Segment Start: MATERIALS PROVIDED
PR #118, opened 2025-03-26
UN-2874 Concierge service implementation.

andreidenissov-cog:
Very simple implementation of Concierge service.
All service wiring is already in place, here is the actual data we publish.

### DIFF
--- a/.gitignore
+++ b/.gitignore
@@ -32,3 +32,5 @@ site/
 #       exported via GitHub zip/tar.gz and wheel file mechanisms.
 # **/grpc/generated/*
 
+# macOS folder metadata
+.DS_Store
--- a/build_scripts/Dockerfile
+++ b/build_scripts/Dockerfile
@@ -74,6 +74,4 @@ COPY --chown=${USERNAME}:${USERNAME} . ${APP_SOURCE}
 
 # Generate any grc
 USER ${USERNAME}
-RUN cd ${APP_SOURCE} ; ./neuro_san/api/scripts/do_generate.sh
-
 WORKDIR ${APP_HOME}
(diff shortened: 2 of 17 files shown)


neuro_san/session/direct_concierge_session.py
```diff
@@ -49,6 +51,10 @@ def list(self, request_dict: Dict[str, Any]) -> Dict[str, Any]:
                     protobuf structure. Has the following keys:
                 "agents" - the sequence of dictionaries describing available agents
         """
-        return {"agents": [
-            {"agent_name": "Agent-1", "description": "Doing Agent_1 thing"},
-            {"agent_name": "Agent-2", "description": "Doing Agent_2 thing"}]}
+        manifest_restorer = RegistryManifestRestorer()
+        manifest_registries: Dict[str, AgentToolRegistry] = manifest_restorer.restore()
+
```
andreidenissov-cog, line 56: Idea here is to read "current" version of registry in case it could potentially dynamically change during server lifetime.

neuro_san/session/direct_concierge_session.py
```diff
@@ -49,6 +51,10 @@ def list(self, request_dict: Dict[str, Any]) -> Dict[str, Any]:
...
+        agents_list = []
+        for agent_name, _ in manifest_registries.items():
+            agents_list.append({"agent_name": agent_name, "description": ""})
+        return {"agents": agents_list}
```
andreidenissov-cog, line 60: We provide empty "description" for each agent currently. Options are: copy "function" agent description here or introduce some separate agents descriptions somewhere. Which seems like over-complication.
Segment End: MATERIALS PROVIDED
For the material, work out how many lines hold the string "here". Your reply must be the number alone.

> ANSWER BOX
3